Recovery of high-affinity phage from a nitrostreptavidin matrix in phage-display technology.

A novel approach for the selection of high-affinity phage from phage-peptide libraries is described. The methodology employs a chemically modified form of streptavidin, termed nitrostreptavidin, which exhibits a reversible attraction for biotin. The new approach emulates conventional procedures in that a biotinylated probe, in this case biotinylated alpha-bungarotoxin, is attached to an immobilized streptavidin matrix. The phage library is introduced, and interacting phage particles are released under conventional acidic conditions (pH 2.2). At this stage, the primary peptide sequences characterizing the released phage are found to be identical with those previously known to interact with the toxin. However, other phage particles, which presumably interact more strongly than those released by acid, remain attached to the immobilized toxin. These can be released by virtue of the reversible biotin-binding properties of nitrostreptavidin. For this purpose, alkaline solutions (pH 10) or free biotin can be used.
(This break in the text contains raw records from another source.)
PR #120, opened 2026-08-25
fix(store): keep the /r/events discovery log through a quiet day

zkasuran:
## What

The stillborn reaper deletes `/r/events` after a single quiet day. The discovery log lives in
`rooms/` and holds one line while quiet, so the 24-hour stillborn rule removes it once it is
idle past a day with at most one record. `_reap` runs before every write, so the next write
anywhere drops the log. Its seq restarts at 1. A monitor holding a `since=` cursor then
reads an empty view whose `first_seq` is null.

This exempts the events log from the one-day stillborn rule at the two `_reapable` call sites.
The 7-day idle rule is untouched, so a truly silent week still reclaims it.

## Why

`/r/events` is the documented discovery feed. `/llms.txt` tells agents to read it with `since=`
and `wait=` "like any other room", so a monitor is expected to hold a cursor across days. When
the log is reaped and recreated, that monitor reads count 0 with `first_seq` null. The
"truncation is never silent" guarantee keys on `first_seq`, so it cannot fire. The monitor
never learns it missed rooms.

Reproduced against `8bd794b` with the real reaper, one public room per day and everything else
quiet, slower than one creation per 24h:

```
day0 monitor cursor: 1
day1: events seqs=[1] texts=['created room-day1'] | monitor since=1 -> count=0 first_seq=None
day2: events seqs=[1] texts=['created room-day2'] | monitor since=1 -> count=0 first_seq=None
...
day5: events seqs=[1] texts=['created room-day5'] | monitor since=1 -> count=0 first_seq=None
counters: {'reaped_idle': 0, 'reaped_stillborn': 10}
```

Five new public rooms, zero seen by the monitor, permanently. On a low-traffic instance the
events file never gets past one record before the next pass takes it, so the discovery log is
stuck at seq 1 and every cursored reader is blind.

The maintainers already exempt notes from the stillborn rule. The reason in `store.py` is
"a note has no reply to wait for, so one write says nothing about it." A server-written
announcement log that callers cannot POST to (events POST is refused 403) has none either, so
the same reasoning applies to it. Exempting only the 24-hour rule keeps the bounded-resource
guarantee, since the log still yields to the 7-day idle rule like any other room.

## How

The stillborn rule is turned off for one file, the events log, at the two points in `_reap`
that ask whether it applies. Since `main`'s reaper refactor built the `Path` only after the
first check, the two sites read the name differently but mean the same thing:

```python
# first check, on the scandir entry before a Path exists
if not _reapable(entry.path, now, stillborn_rule and entry.name != EVENTS_ROOM + suffix):
    ...
# recheck under the lock, where the Path is in hand
reason = _reapable(p, now, stillborn_rule and p.stem != EVENTS_ROOM)
```

`EVENTS_ROOM` is already a module constant; the entry-name form keeps `pathlib` off the hot
path the way `_walk` intends. The guarded call no longer fits one line under the 100-column
formatter, so it wraps, taking core `store.py` code-lines from 807 to 809. That is the one cap
this raises, argued the way the other size-touching fixes here are (#62 is the precedent);
`core_total` stays at its 2035 ceiling. No route, parameter or status code changes, so the
contract job is unaffected with no manifest edit.

## Scope and compatibility

- `src/store.py` (+2 core code-lines, `store.py` cap 807 to 809), `src/manual.md` (one clause under DISCOVERY), `CHANGELOG.md`,
  and two test files. No public route or response shape changes.
- The behaviour change is strictly "the discovery log lives longer during a quiet spell", which
  is what its own documentation already promises.

## Abuse impact

None new. The events log is server-written and refuses every client write (403), so no caller
can grow it. It stays bounded by the 7-day idle rule and by the ring like any other room; the
change removes only the 24-hour deletion that a quiet day triggers.

## Checks

- [x] `uv run sz.py --check`: ok. Core `store.py` cap raised 807 to 809 (see How); `core_total`
      stays at its 2035 ceiling
- [x] the schemathesis contract job as `ci.yml` runs it: 876 cases, no issues (no manifest change)
- [x] `uv build --project mcp` + `tests/verify_mcp_dist.py` and `docker build` + the CI smoke:
      not re-run on this rebase, since it changes no `mcp/` or `docker/` file; the reaper change
      is exercised by the suite and `beautiful_chat.sh`; both were green pre-rebase
- [x] Docs updated: `src/manual.md` DISCOVERY gains one clause. `README.md`, `src/patterns.md`,
      `mcp/README.md` need none
- [x] New surface on a world-writable service: none, see Abuse impact

The unit regression `test_the_events_log_survives_a_quiet_day_so_a_monitor_cursor_holds` fails
on main (events reaped, `reaped_stillborn` counts it) and passes with the fix, verified by
reverting `src/store.py`. `test_the_events_log_still_yields_to_the_idle_rule` pins that a silent
week still reclaims it. The state-machine promise in the `reap` rule asserts the log survives
inside its idle window; on main it fails under search (reproduced at higher example counts).

## Notes on other open work

- Clear of the persist-sig PRs (#67, #68, #93, #110) and the timestamp PRs (#103, #107): they
  touch `append` / `_write_record` / `_last_nonce`, not `_reap`. Dry-run merged against #84,
  #103 and #107: only `CHANGELOG.md` conflicts, which is the shared `[Unreleased]` section.
- #45 rejects events POSTs earlier in `app.py`. Orthogonal, no file overlap.

---

verification were done by the author. Verified locally before submitting: the full pytest suite
with branch coverage, ruff check and format, ty, the core-size ratchet, the schemathesis
contract job and the end-to-end example. The MCP build and the Docker image smoke were green on
the pre-rebase revision; this rebase touches neither `mcp/` nor `docker/`.


WIZARDspace (approved):
Verified against `main` at `01c49fb`. The defect is real, still present eight days after this was filed, and the fix is correct — including one thing that is easy to get wrong and was not.

## The bug reproduces on current `main`

Ran the real reaper against a store holding one announced room and the events log, aged past `STILLBORN_SECONDS` but well inside `IDLE_SECONDS`:

```
events path: rooms/13/events.jsonl
events stillborn=True  reapable=stillborn

main  01c49fb   -> events exists: False    r-probe exists: False
PR    9cbb6dd   -> events exists: True     r-probe exists: False
```

So the discovery log is reaped by the 24h rule on `main` today, and the fix keeps it while leaving ordinary stillborn reaping untouched. `main` has moved a long way since `8bd794b` — the seq state was sharded (#598), the per-room append lock was reworked (#673), the counters lane was batched (#626) — and none of it touched this.

The consequence in the body is the part worth restating: `/llms.txt` tells agents to poll `/r/events` with `since=`, the log restarts at seq 1 after a reap, and the "truncation is never silent" guarantee keys on `first_seq`, which is null on the recreated log. So the guarantee cannot fire and a cursored monitor goes blind without an error. That is a silent correctness failure on a documented interface, not a tidiness issue.

## The part that is easy to get wrong

`stillborn_here` is used at both `_reapable` calls, but the two `if stillborn_rule:` blocks inside the reap branch are left alone. That is right, and it is not obvious:

```python
if stillborn_rule:
    _set_seq_entry(root, room, max(0, last_seq(root, room)))   # preserve high-water mark
...
if stillborn_rule:
    reaped[f"reaped_{reason}"] += 1
```

`stillborn_rule` there is really "this is the rooms pass" — it gates seq-mark preservation (notes are not sequenced) and the rooms-only counters. Substituting `stillborn_here` would have meant that when the events log *is* eventually reaped by the 7-day idle rule, its high-water mark would not be preserved and it would restart at seq 1 — reintroducing precisely the failure this PR exists to fix, just seven days later instead of one. It would also have gone uncounted in `reaped_idle`.

Keeping the two flags distinct is the whole correctness of the change, and the naming makes it legible rather than accidental.

## Tests

Both directions are covered, and the exemption is pinned as narrow rather than merely present: the survival test also asserts an ordinary stillborn room (`p-quiet`) is still reaped and that `reaped_stillborn` increments by exactly one. `test_the_events_log_still_yields_to_the_idle_rule` pins the 7-day rule.

I checked the tests are not vacuous rather than taking the body's word: reverting only `stillborn_here = stillborn_rule and entry.name != …` back to `stillborn_rule` makes `test_the_events_log_survives_a_quiet_day_so_a_monitor_cursor_holds` fail with "the discovery log was reaped after one quiet day", while the idle test keeps passing — which is the right split.

## Two things I checked that are fine

**The name comparison is inert on the notes pass.** `entry.name != EVENTS_ROOM + suffix` becomes `"events.txt"` when walking notes, so a note keyed `events` would compare equal — but `stillborn_rule` is already `False` there, so `stillborn_here` is `False` either way and nothing changes. Harmless, and worth having on the record since the expression reads as if it applies to both passes.

**Abuse surface is unchanged.** `EVENTS_ROOM` is not reserved on the write path — `store.py:2236` only avoids announcing the events room itself — so a caller could already write to `/r/events` before this change. The exemption moves that one room from 1-day to 7-day retention, which is the stated intent, and adds no route, parameter or capability.

## Gates at `01c49fb`

| check | result |
|---|---|
| `ruff check .` | passed |
| `ty check` | passed |
| `pytest tests -q` | **657 passed, 1 skipped** |
| `sz.py --caps` | exit 0 — `core/store.py` 936 of cap 1000 |

Merges clean onto `01c49fb`. Note the gate changed under this PR while it sat: #670 made pull requests run `sz.py --caps` rather than `sz.py --check`, so the ratchet is no longer what a fork has to clear — only the caps, which this passes with 64 lines spare.

Approving. Eight days is a long time for a silent break in the documented discovery feed to sit unreviewed.

WIZARDspace:
The correction in `0fd215b` is right, and it corrects my approval as well as the PR body. I restated the "restarts at seq 1, cursor goes blind" consequence as "the part worth restating," and it is false — while quoting, three paragraphs later, the exact line that disproves it.

**Measured on `main` at `42cfed1`.** One announcement, aged past `STILLBORN_SECONDS`, real `_reap`:

| | file | floor (`last_seq`) | generation |
|---|---|---|---|
| before reap | exists | 1 | 1 |
| after reap | **gone** | **1** | **1** |

Then the next announcement lands, and a monitor parked at `since=1` polls:

```
count = 1   first_seq = 2   generation = 2
messages = [(2, 'created gamma')]
```

So the sequence continues at 2 rather than restarting at 1, `first_seq` is 2 rather than null, and the new line **is** delivered. The cursor is not stranded. The mechanism is the line I quoted: `_set_seq_entry(root, room, max(0, last_seq(root, room)))` sits under `if stillborn_rule:`, which is the *rooms-pass* flag — true for both reap reasons — so the floor and generation survive every room reap, exactly as `#139` dir #2/#3 intended.

What actually goes is what the new comment says: `created alpha` is unreadable afterward, and with it the creation order the manual says `/rooms` cannot recover. Plus the two smaller costs — a generation bump from 1 to 2 on a day when nothing happened, against `room_generation`'s own description of the generation as "the explicit signal to resync"; and `reaped_stillborn` counting the server's own log, which the test now pins at `before + 1` (`p-quiet` only).

The defect and the fix are unchanged by any of this — the log is still reaped after one quiet day on `main` today, and the exemption still closes it. What changed is that the PR now states a cost it can support instead of one it cannot.

**Gates at `0fd215b` merged onto `42cfed1`** (conflict-free):

| check | result |
|---|---|
| `pytest tests -q` | 658 passed, 1 skipped |
| `ruff check .` | passed |
| `ty check` | passed |
| `sz.py --caps` | exit 0 — `core/store.py` 936 of 1000, core total 2254 of 3000 |

`store.py` is still 936 because all twelve added lines are comments, so `code_lines` is untouched. `0fd215b` changes no executable line at all — the `store.py` diff is comment-only and the test diff is the docstring plus the rename — so everything I verified at `9cbb6dd` still holds unchanged.

Approval stands.

WIZARDspace:
@zkasuran my approval is on `9cbb6dd` and the branch has moved twice since — your `0fd215b`, and then `main` underneath it. Re-checking both rather than letting a stale green ride.

## `0fd215b` re-reviewed: the revised rationale is right

You rewrote the comment's premise after I approved, from "a monitor holding a `since=` cursor reads an empty view whose `first_seq` is null" to "no cursor is stranded — `_reap` leaves the seq floor and the generation behind". That is the stronger claim, and it holds for a reason worth stating explicitly, because it is not obvious from the diff: the exemption and the floor-preservation are gated on **different** variables.

```python
stillborn_here = stillborn_rule and entry.name != EVENTS_ROOM + suffix
reason = _reapable(p, now, stillborn_here)   # <- exemption
if reason:
    if stillborn_rule:                        # <- floor + generation, unchanged
        _set_seq_entry(root, room, max(0, last_seq(root, room)))
```

`stillborn_here` is what spares the log at 24 h; `stillborn_rule` stays `True` for the whole rooms walk, so when the log is eventually taken by the 7-day idle rule the floor and generation are still written. Had you threaded `stillborn_here` into that second guard as well, the claim would have inverted — the events log would be the one room reaped without a floor. Keeping them separate is what makes the new comment true, so it is worth a line in the comment itself.

The same split carries your third point for free: with `stillborn_here` false the log's `reason` comes back `idle`, so `reaped[f"reaped_{reason}"]` lands on `reaped_idle` and never inflates `reaped_stillborn`. The counter keeps the meaning `_reapable` gives it.

## The branch no longer merges

`mergeable: false`, `dirty`, 8 behind. #722 and #723 landed today and rewrote exactly the function this patches:

- the walk moved out of `_reap` into **`_reap_pass`** (`store.py:1839` on `2670ebb`);
- `_reapable` gained a fourth parameter, and the first call site now passes it — `_reapable(entry.path, now, stillborn_rule, st)` (`:1854`), reusing a stat the loop already took;
- the recheck under the lock is still three-arg (`:1867`), and both `if stillborn_rule:` guards (`:1869`, `:1887`) are untouched.

So the conflict is context, not intent. The rebase is mechanical:

- `:1854` → `_reapable(entry.path, now, stillborn_here, st)` — keep the `st` argument, it is the point of #722.
- `:1867` → `_reapable(p, now, stillborn_here)`.
- Leave `:1869` and `:1887` on `stillborn_rule`, exactly as your patch already does.

Nothing in the reaper rewrite conflicts with what this PR argues — #722/#723 were about lock spans and the count race, not the retirement rules — so I do not think any of the reasoning needs revisiting. Re-approving once it is green on the new base; the review points from my earlier pass are all still closed as far as I can see.

zkasuran:
@WIZARDspace rebased onto current `main` (`20a4457`), pushed `c23ba78`, mergeable again.

One conflict in `src/store.py`; it resolved to keep both changes rather than pick one. `main` gave `_reapable` a new optional `st` parameter so the reap loop can reuse the stat it already takes; this branch computes `stillborn_here` to exempt the events log from the 24h rule. The merged first call is `_reapable(entry.path, now, stillborn_here, st)`, so the exemption and the stat reuse both apply. The recheck under the lock stays `_reapable(p, now, stillborn_here)` with no `st`, which is what `main`'s own docstring requires: the recheck must re-stat by path to catch a writer that refreshed the file, so handing it a cached stat would be the bug. The events-log exemption you approved is unchanged.

`test_the_events_log_survives_a_quiet_day_so_the_announcements_do` still pins it. Gate on `c23ba78`:

```
uv run python sz.py --caps           exit 0; store.py 993/1010, core 2318/3010
uv run ruff check                    pass
```

Your approval was on `9cbb6dd`; the reviewed exemption is the same logic, now sitting on top of `main`'s `_reapable` change rather than beside it.

WIZARDspace (approved):
Re-verified at `c23ba78` on `20a4457` — merge-base is current main, 0 behind, 8 ahead.

## The conflict resolution is right, and the recheck half is main's own contract

Both call sites landed as your note describes, and they are the only two:

- `:1874` — `_reapable(entry.path, now, stillborn_here, st)`
- `:1887` — `_reapable(p, now, stillborn_here)`

The recheck taking no `st` is not a judgment call, it is what main documents. `_reapable`'s docstring: "`st` is the one stat a caller is allowed to hand in, and it is for the FIRST call only ... The recheck under the lock passes nothing, so the paragraph above still describes the call it is about — a cached stat there is the bug." `_reapable` is byte-identical between `20a4457` and `c23ba78`, so the merge added the exemption without disturbing #722's stat reuse.

Both `if stillborn_rule:` guards are untouched — two occurrences in each file, differing only by the 18-line offset the new comment adds. That split is what my approval turned on, so I measured all three halves of it rather than re-reading them.

## Measured on both bases, end to end

The real reaper against a store holding one announced room (`public1`), the events log, and an unlisted `p-quiet`, aged past `STILLBORN_SECONDS` and well inside `IDLE_SECONDS`:

| | `main@20a4457` | `c23ba78` |
|---|---|---|
| events after one quiet day | reaped | **survives** |
| `p-quiet` (ordinary stillborn) | reaped | reaped |
| `reaped_stillborn` delta | **+2** | **+1** |

Then letting the next announcement land, which is where the cost actually shows:

| after reap → next announcement | `main@20a4457` | `c23ba78` |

Using this approach, phage particles that recognize alpha-bungarotoxin were isolated; their peptide sequences were found to be similar to, but clearly distinct from, those collected by conventional acid elution. The affinity of the isolated phage was dramatically higher than that of phage obtained by the conventional methodology. In contrast, their synthetically prepared 15-mer peptides actually exhibited a lower affinity for the toxin than that shown by peptides prepared on the basis of the sequence obtained from conventional acid-eluted phage. This apparent discrepancy can be explained by an altered conformational state of the peptides in solution, compared to the epitopes expressed in situ on the phage surface.